* WHAT YOU HAVE TO DO *
Take the records underneath and set them down exactly.

═══

PR #2845, opened 2019-02-20
feat(mmetadata): Added ability to copy&paste metadata

pavlovicnemanja:
SDANSA-224 - Save / Restore metadata into photo uploader

### DIFF
--- a/scripts/apps/search/MultiImageEdit.ts
+++ b/scripts/apps/search/MultiImageEdit.ts
@@ -195,7 +195,13 @@ export function MultiImageEditDirective(asset, $sce) {
         controller: MultiImageEditController,
         templateUrl: asset.templateUrl('apps/search/views/multi-image-edit.html'),
         link: function(scope) {
+            const METADATA_ITEMS = 'metadata:items';
+            const METADATA_AUTOFILL = 'metadata:autofill';
+
+            scope.metadataFromStorage = !!localStorage.getItem(METADATA_ITEMS);
+
             scope.trustAsHtml = $sce.trustAsHtml;
+            scope.autoFill = localStorage.getItem(METADATA_AUTOFILL) === 'true';
 
             scope.handleItemClick = function(event, image) {
                 if (event.target != null && event.target.classList.contains('icon-close-small')) {
@@ -204,6 +210,32 @@ export function MultiImageEditDirective(asset, $sce) {
                     scope.selectImage(image);
                 }
             };
+
+            scope.copyMetadata = (metadata) => {
+                scope.metadataFromStorage = true;
+                localStorage.setItem(METADATA_ITEMS, JSON.stringify(metadata));
+            };
+
+            scope.toggleAutofill = () => {
+                scope.autoFill = !scope.autoFill;
+                localStorage.setItem(METADATA_AUTOFILL, scope.autoFill);
+            };
+
+            scope.pasteMetadata = () => {
+                scope.metadata = JSON.parse(localStorage.getItem(METADATA_ITEMS));
+                _.forEach(scope.metadata, (metadata, key) => {
+                    scope.onChange(key);
+                });
+            };
+
+            scope.clearSavedMetadata = () => {
+                localStorage.removeItem(METADATA_ITEMS);
+                scope.metadataFromStorage = false;
+            };
+
+            if (scope.autoFill) {
+                scope.pasteMetadata();
+            }
         },
     };
 }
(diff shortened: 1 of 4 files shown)


scripts/apps/search/views/multi-image-edit.html
```diff
@@ -87,6 +87,14 @@ <h3 class="sd-slide-in-panel__heading" translate>Metadata</h3>
                         ></div>
                     </div>
                 </div>
+                <div class="sd-slide-in-panel__footer">
```
petrjasek: it's missing translate annotations

scripts/apps/search/views/multi-image-edit.html
```diff
@@ -87,6 +87,14 @@ <h3 class="sd-slide-in-panel__heading" translate>Metadata</h3>
...
+                    <div class="btn-group--flex sd-margin-b--1">
+                        <button type="button" class="btn btn--hollow btn--primary btn--expanded" ng-click="copyMetadata(metadata)" ng-disabled="!isDirty()" translate>Copy metadata</button>
+                        <button type="button" class="btn btn--hollow btn--expanded" ng-click="pasteMetadata()" ng-disabled="!metadataFromStorage" translate>Paste metadata</button>
+                    </div>
+                    <sd-check ng-model="autoFill" ng-click="toggleAutofill()">Autofill</sd-check>
+                    <a ng-click="clearSavedMetadata()" class="text-link text-link--white pull-right" ng-show="metadataFromStorage">Clear saved metadata</a>
```
petrjasek: there is missing translate

scripts/apps/search/MultiImageEdit.ts
```diff
@@ -196,6 +196,8 @@ export function MultiImageEditDirective(asset, $sce) {
         templateUrl: asset.templateUrl('apps/search/views/multi-image-edit.html'),
         link: function(scope) {
             scope.trustAsHtml = $sce.trustAsHtml;
+            scope.metadataFromStorage = localStorage.getItem('metadata:items');
```
petrjasek: would be good to define constants for those storage keys

scripts/apps/search/MultiImageEdit.ts
```diff
@@ -204,6 +206,32 @@ export function MultiImageEditDirective(asset, $sce) {
...
+                localStorage.setItem('metadata:items', JSON.stringify(metadata));
+            };
+
+            scope.toggleAutofill = () => {
+                scope.autoFill = !scope.autoFill;
+                localStorage.setItem('metadata:autofill', scope.autoFill);
+            };
+
+            scope.pasteMetadata = () => {
+                scope.metadata = JSON.parse(localStorage.getItem('metadata:items'));
```
petrjasek: you have `scope.metadataFromStorage` defined earlier, why not use it here? or why load it before?

scripts/apps/search/MultiImageEdit.ts
```diff
@@ -204,6 +206,32 @@ export function MultiImageEditDirective(asset, $sce) {
...
+                _.forEach(scope.metadata, (metadata, key) => {
+                    scope.onChange(key);
+                });
+            };
+
+            scope.clearSavedMetadata = () => {
+                localStorage.removeItem('metadata:items');
+                delete scope.metadataFromStorage;
```
petrjasek: seems like you only use this to indicate if it's empty, imo would be better to populate it like:
```
scope.metadataFromStorage = !!localStorage.getItem('metadata:items');
```
and here you can just set it to `false`, so it doesn't compare the whole metadata json just to check it's empty

pavlovicnemanja: done 🙂

scripts/apps/search/MultiImageEdit.ts
pavlovicnemanja: I changed scope.metadataFromStorage to be just boolean, so now I use it just for checks

scripts/apps/search/MultiImageEdit.ts
pavlovicnemanja: Where should I define them? Should I put it on top like ```CONST metadataItems = "metadata:item"```?

petrjasek: top of file or just top of link, doesn't matter. and should  be more like:
```
const METADATA_ITEMS = 'metadata:items';
const METADATA_AUTOFILL = 'metadata:autofill';
```

pavlovicnemanja: done 😄

PR #2848, opened 2019-02-21
fix(editor3): fix html generated for media blocks

petrjasek:
to be compatible with editor2

SDESK-3856


tomaskikutis:
Is the new format fine with Fidelity?

hlmnrmr:
They never replied because there is nobody who knows the answer on their side. Let's merge this and I will follow up on how this affects Fidelity by deploying these changes to test envs.

tomaskikutis:
We should at least tweak the HTML on their front-end using browser dev tools to see if their design doesn't break.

═══

* RESULT BELOW *
PR #2845, opened 2019-02-20
feat(mmetadata): Added ability to copy&paste metadata

pavlovicnemanja:
SDANSA-224 - Save / Restore metadata into photo uploader

### DIFF
--- a/scripts/apps/search/MultiImageEdit.ts
+++ b/scripts/apps/search/MultiImageEdit.ts
@@ -195,7 +195,13 @@ export function MultiImageEditDirective(asset, $sce) {
         controller: MultiImageEditController,
         templateUrl: asset.templateUrl('apps/search/views/multi-image-edit.html'),
         link: function(scope) {
+            const METADATA_ITEMS = 'metadata:items';
+            const METADATA_AUTOFILL = 'metadata:autofill';
+
+            scope.metadataFromStorage = !!localStorage.getItem(METADATA_ITEMS);
+
             scope.trustAsHtml = $sce.trustAsHtml;
+            scope.autoFill = localStorage.getItem(METADATA_AUTOFILL) === 'true';
 
             scope.handleItemClick = function(event, image) {
                 if (event.target != null && event.target.classList.contains('icon-close-small')) {
@@ -204,6 +210,32 @@ export function MultiImageEditDirective(asset, $sce) {
                     scope.selectImage(image);
                 }
             };
+
+            scope.copyMetadata = (metadata) => {
+                scope.metadataFromStorage = true;
+                localStorage.setItem(METADATA_ITEMS, JSON.stringify(metadata));
+            };
+
+            scope.toggleAutofill = () => {
+                scope.autoFill = !scope.autoFill;
+                localStorage.setItem(METADATA_AUTOFILL, scope.autoFill);
+            };
+
+            scope.pasteMetadata = () => {
+                scope.metadata = JSON.parse(localStorage.getItem(METADATA_ITEMS));
+                _.forEach(scope.metadata, (metadata, key) => {
+                    scope.onChange(key);
+                });
+            };
+
+            scope.clearSavedMetadata = () => {
+                localStorage.removeItem(METADATA_ITEMS);
+                scope.metadataFromStorage = false;
+            };
+
+            if (scope.autoFill) {
+                scope.pasteMetadata();
+            }
         },
     };
 }
(diff shortened: 1 of 4 files shown)


scripts/apps/search/views/multi-image-edit.html
```diff
@@ -87,6 +87,14 @@ <h3 class="sd-slide-in-panel__heading" translate>Metadata</h3>
                         ></div>
                     </div>
                 </div>
+                <div class="sd-slide-in-panel__footer">
```
petrjasek: it's missing translate annotations

scripts/apps/search/views/multi-image-edit.html
```diff
@@ -87,6 +87,14 @@ <h3 class="sd-slide-in-panel__heading" translate>Metadata</h3>
...
+                    <div class="btn-group--flex sd-margin-b--1">
+                        <button type="button" class="btn btn--hollow btn--primary btn--expanded" ng-click="copyMetadata(metadata)" ng-disabled="!isDirty()" translate>Copy metadata</button>
+                        <button type="button" class="btn btn--hollow btn--expanded" ng-click="pasteMetadata()" ng-disabled="!metadataFromStorage" translate>Paste metadata</button>
+                    </div>
+                    <sd-check ng-model="autoFill" ng-click="toggleAutofill()">Autofill</sd-check>
+                    <a ng-click="clearSavedMetadata()" class="text-link text-link--white pull-right" ng-show="metadataFromStorage">Clear saved metadata</a>
```
petrjasek: there is missing translate

scripts/apps/search/MultiImageEdit.ts
```diff
@@ -196,6 +196,8 @@ export function MultiImageEditDirective(asset, $sce) {
         templateUrl: asset.templateUrl('apps/search/views/multi-image-edit.html'),
         link: function(scope) {
             scope.trustAsHtml = $sce.trustAsHtml;
+            scope.metadataFromStorage = localStorage.getItem('metadata:items');
```
petrjasek: would be good to define constants for those storage keys

scripts/apps/search/MultiImageEdit.ts
```diff
@@ -204,6 +206,32 @@ export function MultiImageEditDirective(asset, $sce) {
...
+                localStorage.setItem('metadata:items', JSON.stringify(metadata));
+            };
+
+            scope.toggleAutofill = () => {
+                scope.autoFill = !scope.autoFill;
+                localStorage.setItem('metadata:autofill', scope.autoFill);
+            };
+
+            scope.pasteMetadata = () => {
+                scope.metadata = JSON.parse(localStorage.getItem('metadata:items'));
```
petrjasek: you have `scope.metadataFromStorage` defined earlier, why not use it here? or why load it before?

scripts/apps/search/MultiImageEdit.ts
```diff
@@ -204,6 +206,32 @@ export function MultiImageEditDirective(asset, $sce) {
...
+                _.forEach(scope.metadata, (metadata, key) => {
+                    scope.onChange(key);
+                });
+            };
+
+            scope.clearSavedMetadata = () => {
+                localStorage.removeItem('metadata:items');
+                delete scope.metadataFromStorage;
```
petrjasek: seems like you only use this to indicate if it's empty, imo would be better to populate it like:
```
scope.metadataFromStorage = !!localStorage.getItem('metadata:items');
```
and here you can just set it to `false`, so it doesn't compare the whole metadata json just to check it's empty

pavlovicnemanja: done 🙂

scripts/apps/search/MultiImageEdit.ts
pavlovicnemanja: I changed scope.metadataFromStorage to be just boolean, so now I use it just for checks

scripts/apps/search/MultiImageEdit.ts
pavlovicnemanja: Where should I define them? Should I put it on top like ```CONST metadataItems = "metadata:item"```?

petrjasek: top of file or just top of link, doesn't matter. and should  be more like:
```
const METADATA_ITEMS = 'metadata:items';
const METADATA_AUTOFILL = 'metadata:autofill';
```

pavlovicnemanja: done 😄

PR #2848, opened 2019-02-21
fix(editor3): fix html generated for media blocks

petrjasek:
to be compatible with editor2

SDESK-3856


tomaskikutis:
Is the new format fine with Fidelity?

hlmnrmr:
They never replied because there is nobody who knows the answer on their side. Let's merge this and I will follow up on how this affects Fidelity by deploying these changes to test envs.

tomaskikutis:
We should at least tweak the HTML on their front-end using browser dev tools to see if their design doesn't break.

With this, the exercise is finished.